Based on the as-is process maps, it is time to determine the costs of common procurement activities so that the net benefit of process changes and procurement initiatives may be valued and shared within the organization. Create commodity-costing models that allow the calculation of total delivered cost of materials, especially those sourced from low-cost countries. These models can be used in the evaluation of procurement opportunities and allow an apples-to-apples comparison that includes the risks associated with offshore sourcing.

Finally, utilize resources from business units that have a vested interest in one or more classes of commodities to commission commodity managers, commodity teams or global-contracts managers to address a variety of procurement initiatives on behalf of the organization. Make it clear that the quid-pro-quo of this activity is that while these resources are working to source materials at the best value for themselves and the rest of the organization, other teams are doing the same for commodities that will benefit their business units. Establish ongoing training programs to transform the procurement function from "order placers" to strategic business partners. Professional societies and their accreditation and certification programs; peer-to-peer sharing of successful procurement projects; and online, self-paced skill instruction and review all add to the knowledge and acumen of the procurement function.

Deliver the Value

Now it's time to see how the supply management strategy affects the company's bottom line. First, define the procurement initiative process. Every project launched to reduce procurement costs will require time, attention, resources, approvals, data, and a project plan. While details may vary, the basic approach to all procurement initiatives is similar, and having a defined methodology will ensure that commodity teams and contracts directors have the necessary information, approvals, and authority to commit the organization's funds to external parties.
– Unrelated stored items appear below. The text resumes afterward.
Issue #5412, opened 2017-10-02
Ansible command as output should be directly runnable in the shell


pjnagel:
When the Ansible provisioner executes ansible, it prints a line like the following:

```
Executing Ansible: ansible-playbook --extra-vars packer_build_name=virtualbox-ovf packer_builder_type=virtualbox-ovf -i /tmp/packer-provisioner-ansible432653744 /home/r2d2/setup/lautus_ansible/tau.yml --private-key /tmp/ansible-key857554005 --limit tau-desktop-image.lautus.net
```

The above command-line is not suitable for pasting into a shell and re-running, due to the embedded spaces not being shell escaped, or quoted. The actual command that was executed is (note the quotes):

Next, launch procurement initiatives. Lowering the total delivered cost for any material depends on a number of factors, including the categorization of the material, the suppliers from whom that material is available, and the supply philosophy that will work to the organization's best advantage. Whether implementing the most simplistic supplier replacement or volume aggregation project, or employing reverse auctions and vendor managed inventory initiatives, be sure to keep track of "before" and "after" metrics to evaluate the efficacy of the program. Once implemented, be vigilant for "cost creep" that can undo the savings achieved.

Then develop supplier scorecards that represent a "360-degree evaluation" of supplier performance consistent with the contract period of performance. Obtain performance data from contract management personnel, end users of the supplier's products, and the suppliers themselves. Use these evaluations in annual or periodic negotiations with suppliers to set future pricing and performance metrics.

Finally, establish procurement competency grading programs. Similar to the Six Sigma Green Belt and Black Belt rankings, procurement professionals can be ranked based on their knowledge of procurement programs and their applications, their experience in negotiation with suppliers, the magnitude of contracts entrusted to their stewardship, and a variety of other factors affecting their seniority and stature in the organization. It becomes incumbent on higher ranks to formalize and pass on their knowledge to the acolytes.

It may seem a daunting task to design and implement a broad, all-inclusive supply management strategy. While it certainly is a significant effort, it can be simplified into a series of easily achieved phases that build upon each other. Start with the basics of understanding the processes and spend, and move toward comprehensive programs that identify the global sources of supply for all commodities that represent the lowest total cost based on material specifications and market forces. And, believe me, it's a lot easier than growing grass in New England.